* Exercise aim
In the entries below, how many lines hold the string "wireless"? Give only the number.
== Input material ==
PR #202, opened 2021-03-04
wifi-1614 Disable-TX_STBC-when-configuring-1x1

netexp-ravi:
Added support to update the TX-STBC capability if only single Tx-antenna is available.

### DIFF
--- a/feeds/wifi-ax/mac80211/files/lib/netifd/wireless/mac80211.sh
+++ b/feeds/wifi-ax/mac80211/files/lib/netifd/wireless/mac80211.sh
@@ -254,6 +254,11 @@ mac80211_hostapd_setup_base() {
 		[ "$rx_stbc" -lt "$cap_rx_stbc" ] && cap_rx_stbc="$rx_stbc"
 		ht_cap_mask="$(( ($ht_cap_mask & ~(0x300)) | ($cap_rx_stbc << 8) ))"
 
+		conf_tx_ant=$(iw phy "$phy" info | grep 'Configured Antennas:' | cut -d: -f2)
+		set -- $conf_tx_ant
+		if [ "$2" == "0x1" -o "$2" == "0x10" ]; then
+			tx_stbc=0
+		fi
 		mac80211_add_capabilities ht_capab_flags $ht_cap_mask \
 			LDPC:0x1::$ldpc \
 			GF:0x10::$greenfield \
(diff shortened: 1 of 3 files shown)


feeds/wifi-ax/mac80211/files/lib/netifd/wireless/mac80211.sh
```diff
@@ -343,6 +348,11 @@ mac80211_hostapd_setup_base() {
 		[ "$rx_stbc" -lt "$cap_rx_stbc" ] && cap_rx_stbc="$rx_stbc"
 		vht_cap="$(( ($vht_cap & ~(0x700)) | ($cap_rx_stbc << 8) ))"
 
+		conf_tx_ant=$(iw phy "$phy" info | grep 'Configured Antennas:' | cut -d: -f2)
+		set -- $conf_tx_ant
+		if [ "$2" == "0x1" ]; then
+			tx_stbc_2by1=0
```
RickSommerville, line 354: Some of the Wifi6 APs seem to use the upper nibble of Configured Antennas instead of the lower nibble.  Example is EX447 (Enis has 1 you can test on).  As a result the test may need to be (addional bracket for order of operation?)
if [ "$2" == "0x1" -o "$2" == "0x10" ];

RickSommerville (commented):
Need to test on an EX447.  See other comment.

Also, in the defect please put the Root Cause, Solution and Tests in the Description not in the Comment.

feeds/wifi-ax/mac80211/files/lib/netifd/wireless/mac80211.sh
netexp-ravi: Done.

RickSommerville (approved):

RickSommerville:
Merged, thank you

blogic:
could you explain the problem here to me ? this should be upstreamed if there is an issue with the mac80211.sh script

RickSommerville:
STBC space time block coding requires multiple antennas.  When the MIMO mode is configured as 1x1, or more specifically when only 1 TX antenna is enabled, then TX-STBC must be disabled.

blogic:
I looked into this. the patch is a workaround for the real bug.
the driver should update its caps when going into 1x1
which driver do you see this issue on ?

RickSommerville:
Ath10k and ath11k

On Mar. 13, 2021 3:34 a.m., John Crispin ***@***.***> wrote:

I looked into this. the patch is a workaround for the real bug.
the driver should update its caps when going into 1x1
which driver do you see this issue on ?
===
* Response
4